## ACTION ITEM
Make an exact copy of the records below. Include every line.

>>>>

PR #2544, opened 2016-06-07
Add options for config url, xml report and flagging alerts as INFO

psiinon:
Will also update the one in zap-api-python

### DIFF
--- a/build/docker/zap-baseline.py
+++ b/build/docker/zap-baseline.py
@@ -31,10 +31,13 @@
 #	2:	At least one WARN and no FAILs
 #	3:	Any other failure
 # By default all alerts found by ZAP will be treated as WARNings.
-# You can use the -c parameter to specify a configuration file to override this.
+# You can use the -c or -u parameters to specify a configuration file to override
+# this.
 # You can generate a template configuration file using the -g parameter. You will
-# then need to change 'WARN' to 'FAIL' or 'IGNORE' for the rules you want to be
-# handled differently.
+# then need to change 'WARN' to 'FAIL', 'INFO' or 'IGNORE' for the rules you want
+# to be handled differently.
+# You can also add your own messages for the rules by appending them after a tab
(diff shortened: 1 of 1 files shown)


kingthorin:
Looks good

build/docker/zap-baseline.py
```diff
@@ -120,7 +135,7 @@ def main(argv):
     usage()
     sys.exit(3)
     
-  if len(config) > 0 or len(generate) > 0 or len(report) > 0:
+  if len(config_file) > 0 or len(config_url) > 0 or len(generate) > 0 or len(report) > 0:
```
thc202: - Is the check of `config_url` really needed? (It does not seem to use the directory.)
 - The variable `report` is no longer defined, should be `report_html`/`report_xml` instead?

build/docker/zap-baseline.py
```diff
@@ -270,12 +310,18 @@ def main(argv):
...
+      if len(report_html) > 0:
+        # Save the report
+        with open('/zap/wrk/' + report_html, 'w') as f:
+          f.write (zap.core.htmlreport())
+
+      if len(report_xml) > 0:
         # Save the report
-        with open('/zap/wrk/' + report, 'w') as f:
+        with open('/zap/wrk/' + report_xml, 'w') as f:
           f.write (zap.core.htmlreport())
```
thc202: Core call needs to be updated to XML report.

build/docker/zap-baseline.py
psiinon: Ah yea, it should be report_html and report_xml (not config_url) as they are both written to the mapped drive

build/docker/zap-baseline.py
psiinon: yep

psiinon:
Hopefully fixed those

thc202:
Thanks!

PR #2547, opened 2016-06-07
Remove directories no longer used

thc202:
Remove the directories "log" and "session" as they are no longer used,
the logging is done in ZAP's home directory and the file sessions are
saved (by default) in the home "session" directory.

Change class Constant to:
 - Remove commented constants;
 - Remove a statement that sets the directory used to save the log that
 had no (actual) effect, the directory set is overwritten by a following
 statement (which sets it to the home directory);
 - Add JavaDoc to FOLDER_SESSION_DEFAULT;
 - Initialise the variable FOLDER_SESSION with FOLDER_SESSION_DEFAULT.

Remove log and session directories from the build file.

### DIFF
--- a/build/build.xml
+++ b/build/build.xml
@@ -157,9 +157,6 @@
 		<copy todir="${dist}/scripts">
 			<fileset dir="${src}/scripts" excludes="**/.svn/** **/_svn/**" />
 		</copy>
-		<copy todir="${dist}/session">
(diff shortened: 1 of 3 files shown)


kingthorin:
Build failing

thc202:
Fixed. (That reminds me of the fuzzers directory...)

kingthorin:
Looks good

PR #2548, opened 2016-06-07
Change filters to use "filter" home directory

thc202:
Change the classes FilterLogGetQuery, FilterLogPostQuery and
FilterLogRequestResponse to use the filter directory in ZAP's home
directory instead of installation directory. Depending on how ZAP is
installed it might not even be writable, leading to, for example:
   java.io.FileNotFoundException: filter/get.xls (Permission denied)

Change class Constant to create a filter directory in ZAP's home
directory if it does not exist already, also document the constant
FOLDER_FILTER to indicate that it should be used along the ZAP's home
directory.

Remove the (installation) filter directory, since it would no longer be
needed, this might affect 3rd party filters (although very unlikely,
given it's use is discouraged, scripts are recommended instead). The
track of the IDs that was done in the dummy.txt is lost, it was outdated
moreover the filters are no longer actively maintained.
Remove the filter directory from the build file.

### DIFF
--- a/build/build.xml
+++ b/build/build.xml
@@ -148,9 +148,6 @@
 		<copy todir="${dist}/db">
 			<fileset dir="${src}/db" excludes="**/.svn/** **/_svn/**" />
 		</copy>
-		<copy todir="${dist}/filter">
-			<fileset dir="${src}/filter" excludes="**/.svn/** **/_svn/**" />
-		</copy>
 		<copy todir="${dist}/plugin">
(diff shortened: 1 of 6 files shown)


kingthorin:
Build failing

thc202:
Fixed.

kingthorin:
Looks good

psiinon:
Looks good but has a conflict now.

thc202:
Conflict resolved.

thc202:
Conflict with #2570 resolved.

Issue #2526, opened 2016-06-02
CA Certs errors


ucugo:
HI, I am getting errors each time i try to import my root CA certs into zap 2.4.3. This is required in order to test in a mutual ssl communication. the stack trace can be seen below...

`java.lang.ArrayIndexOutOfBoundsException: 1
    at org.zaproxy.zap.extension.dynssl.SslCertificateUtils.parseDERFromPEM(Unknown Source)
    at org.zaproxy.zap.extension.dynssl.SslCertificateUtils.pem2Keystore(Unknown Source)
    at org.zaproxy.zap.extension.dynssl.DynamicSSLPanel.doImport(Unknown Source)
    at org.zaproxy.zap.extension.dynssl.DynamicSSLPanel.access$500(Unknown Source)
    at org.zaproxy.zap.extension.dynssl.DynamicSSLPanel$5.actionPerformed(Unknown Source)
    at javax.swing.AbstractButton.fireActionPerformed(AbstractButton.java:2022)
    at javax.swing.AbstractButton$Handler.actionPerformed(AbstractButton.java:2346)
    at javax.swing.DefaultButtonModel.fireActionPerformed(DefaultButtonModel.java:402)
    at javax.swing.DefaultButtonModel.setPressed(DefaultButtonModel.java:259)
    at javax.swing.plaf.basic.BasicButtonListener.mouseReleased(BasicButtonListener.java:252)
    at java.awt.Component.processMouseEvent(Component.java:6525)
    at javax.swing.JComponent.processMouseEvent(JComponent.java:3324)
    at java.awt.Component.processEvent(Component.java:6290)
    at java.awt.Container.processEvent(Container.java:2234)
    at java.awt.Component.dispatchEventImpl(Component.java:4881)
    at java.awt.Container.dispatchEventImpl(Container.java:2292)
    at java.awt.Component.dispatchEvent(Component.java:4703)
    at java.awt.LightweightDispatcher.retargetMouseEvent(Container.java:4898)
    at java.awt.LightweightDispatcher.processMouseEvent(Container.java:4533)
    at java.awt.LightweightDispatcher.dispatchEvent(Container.java:4462)
    at java.awt.Container.dispatchEventImpl(Container.java:2278)
    at java.awt.Window.dispatchEventImpl(Window.java:2750)
    at java.awt.Component.dispatchEvent(Component.java:4703)
    at java.awt.EventQueue.dispatchEventImpl(EventQueue.java:758)
[...]

PR #2549, opened 2016-06-07
Tweak import ZAP Root CA certificate error message

thc202:
Change the error message shown when the import of ZAP Root CA
certificate failed to explicitly mention that's attempting to import ZAP
Root CA certificate (not other certificates). Also, merge the resource
messages shown in the error (2nd part is not used in other error
messages).

Related to #2526 - CA Certs errors


kingthorin:
Looks good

<<<<

## COMPLETED TASK
PR #2544, opened 2016-06-07
Add options for config url, xml report and flagging alerts as INFO

psiinon:
Will also update the one in zap-api-python

### DIFF
--- a/build/docker/zap-baseline.py
+++ b/build/docker/zap-baseline.py
@@ -31,10 +31,13 @@
 #	2:	At least one WARN and no FAILs
 #	3:	Any other failure
 # By default all alerts found by ZAP will be treated as WARNings.
-# You can use the -c parameter to specify a configuration file to override this.
+# You can use the -c or -u parameters to specify a configuration file to override
+# this.
 # You can generate a template configuration file using the -g parameter. You will
-# then need to change 'WARN' to 'FAIL' or 'IGNORE' for the rules you want to be
-# handled differently.
+# then need to change 'WARN' to 'FAIL', 'INFO' or 'IGNORE' for the rules you want
+# to be handled differently.
+# You can also add your own messages for the rules by appending them after a tab
(diff shortened: 1 of 1 files shown)


kingthorin:
Looks good

build/docker/zap-baseline.py
```diff
@@ -120,7 +135,7 @@ def main(argv):
     usage()
     sys.exit(3)
     
-  if len(config) > 0 or len(generate) > 0 or len(report) > 0:
+  if len(config_file) > 0 or len(config_url) > 0 or len(generate) > 0 or len(report) > 0:
```
thc202: - Is the check of `config_url` really needed? (It does not seem to use the directory.)
 - The variable `report` is no longer defined, should be `report_html`/`report_xml` instead?

build/docker/zap-baseline.py
```diff
@@ -270,12 +310,18 @@ def main(argv):
...
+      if len(report_html) > 0:
+        # Save the report
+        with open('/zap/wrk/' + report_html, 'w') as f:
+          f.write (zap.core.htmlreport())
+
+      if len(report_xml) > 0:
         # Save the report
-        with open('/zap/wrk/' + report, 'w') as f:
+        with open('/zap/wrk/' + report_xml, 'w') as f:
           f.write (zap.core.htmlreport())
```
thc202: Core call needs to be updated to XML report.

build/docker/zap-baseline.py
psiinon: Ah yea, it should be report_html and report_xml (not config_url) as they are both written to the mapped drive

build/docker/zap-baseline.py
psiinon: yep

psiinon:
Hopefully fixed those

thc202:
Thanks!

PR #2547, opened 2016-06-07
Remove directories no longer used

thc202:
Remove the directories "log" and "session" as they are no longer used,
the logging is done in ZAP's home directory and the file sessions are
saved (by default) in the home "session" directory.

Change class Constant to:
 - Remove commented constants;
 - Remove a statement that sets the directory used to save the log that
 had no (actual) effect, the directory set is overwritten by a following
 statement (which sets it to the home directory);
 - Add JavaDoc to FOLDER_SESSION_DEFAULT;
 - Initialise the variable FOLDER_SESSION with FOLDER_SESSION_DEFAULT.

Remove log and session directories from the build file.

### DIFF
--- a/build/build.xml
+++ b/build/build.xml
@@ -157,9 +157,6 @@
 		<copy todir="${dist}/scripts">
 			<fileset dir="${src}/scripts" excludes="**/.svn/** **/_svn/**" />
 		</copy>
-		<copy todir="${dist}/session">
(diff shortened: 1 of 3 files shown)


kingthorin:
Build failing

thc202:
Fixed. (That reminds me of the fuzzers directory...)

kingthorin:
Looks good

PR #2548, opened 2016-06-07
Change filters to use "filter" home directory

thc202:
Change the classes FilterLogGetQuery, FilterLogPostQuery and
FilterLogRequestResponse to use the filter directory in ZAP's home
directory instead of installation directory. Depending on how ZAP is
installed it might not even be writable, leading to, for example:
   java.io.FileNotFoundException: filter/get.xls (Permission denied)

Change class Constant to create a filter directory in ZAP's home
directory if it does not exist already, also document the constant
FOLDER_FILTER to indicate that it should be used along the ZAP's home
directory.

Remove the (installation) filter directory, since it would no longer be
needed, this might affect 3rd party filters (although very unlikely,
given it's use is discouraged, scripts are recommended instead). The
track of the IDs that was done in the dummy.txt is lost, it was outdated
moreover the filters are no longer actively maintained.
Remove the filter directory from the build file.

### DIFF
--- a/build/build.xml
+++ b/build/build.xml
@@ -148,9 +148,6 @@
 		<copy todir="${dist}/db">
 			<fileset dir="${src}/db" excludes="**/.svn/** **/_svn/**" />
 		</copy>
-		<copy todir="${dist}/filter">
-			<fileset dir="${src}/filter" excludes="**/.svn/** **/_svn/**" />
-		</copy>
 		<copy todir="${dist}/plugin">
(diff shortened: 1 of 6 files shown)


kingthorin:
Build failing

thc202:
Fixed.

kingthorin:
Looks good

psiinon:
Looks good but has a conflict now.

thc202:
Conflict resolved.

thc202:
Conflict with #2570 resolved.

Issue #2526, opened 2016-06-02
CA Certs errors


ucugo:
HI, I am getting errors each time i try to import my root CA certs into zap 2.4.3. This is required in order to test in a mutual ssl communication. the stack trace can be seen below...

`java.lang.ArrayIndexOutOfBoundsException: 1
    at org.zaproxy.zap.extension.dynssl.SslCertificateUtils.parseDERFromPEM(Unknown Source)
    at org.zaproxy.zap.extension.dynssl.SslCertificateUtils.pem2Keystore(Unknown Source)
    at org.zaproxy.zap.extension.dynssl.DynamicSSLPanel.doImport(Unknown Source)
    at org.zaproxy.zap.extension.dynssl.DynamicSSLPanel.access$500(Unknown Source)
    at org.zaproxy.zap.extension.dynssl.DynamicSSLPanel$5.actionPerformed(Unknown Source)
    at javax.swing.AbstractButton.fireActionPerformed(AbstractButton.java:2022)
    at javax.swing.AbstractButton$Handler.actionPerformed(AbstractButton.java:2346)
    at javax.swing.DefaultButtonModel.fireActionPerformed(DefaultButtonModel.java:402)
    at javax.swing.DefaultButtonModel.setPressed(DefaultButtonModel.java:259)
    at javax.swing.plaf.basic.BasicButtonListener.mouseReleased(BasicButtonListener.java:252)
    at java.awt.Component.processMouseEvent(Component.java:6525)
    at javax.swing.JComponent.processMouseEvent(JComponent.java:3324)
    at java.awt.Component.processEvent(Component.java:6290)
    at java.awt.Container.processEvent(Container.java:2234)
    at java.awt.Component.dispatchEventImpl(Component.java:4881)
    at java.awt.Container.dispatchEventImpl(Container.java:2292)
    at java.awt.Component.dispatchEvent(Component.java:4703)
    at java.awt.LightweightDispatcher.retargetMouseEvent(Container.java:4898)
    at java.awt.LightweightDispatcher.processMouseEvent(Container.java:4533)
    at java.awt.LightweightDispatcher.dispatchEvent(Container.java:4462)
    at java.awt.Container.dispatchEventImpl(Container.java:2278)
    at java.awt.Window.dispatchEventImpl(Window.java:2750)
    at java.awt.Component.dispatchEvent(Component.java:4703)
    at java.awt.EventQueue.dispatchEventImpl(EventQueue.java:758)
[...]

PR #2549, opened 2016-06-07
Tweak import ZAP Root CA certificate error message

thc202:
Change the error message shown when the import of ZAP Root CA
certificate failed to explicitly mention that's attempting to import ZAP
Root CA certificate (not other certificates). Also, merge the resource
messages shown in the error (2nd part is not used in other error
messages).

Related to #2526 - CA Certs errors


kingthorin:
Looks good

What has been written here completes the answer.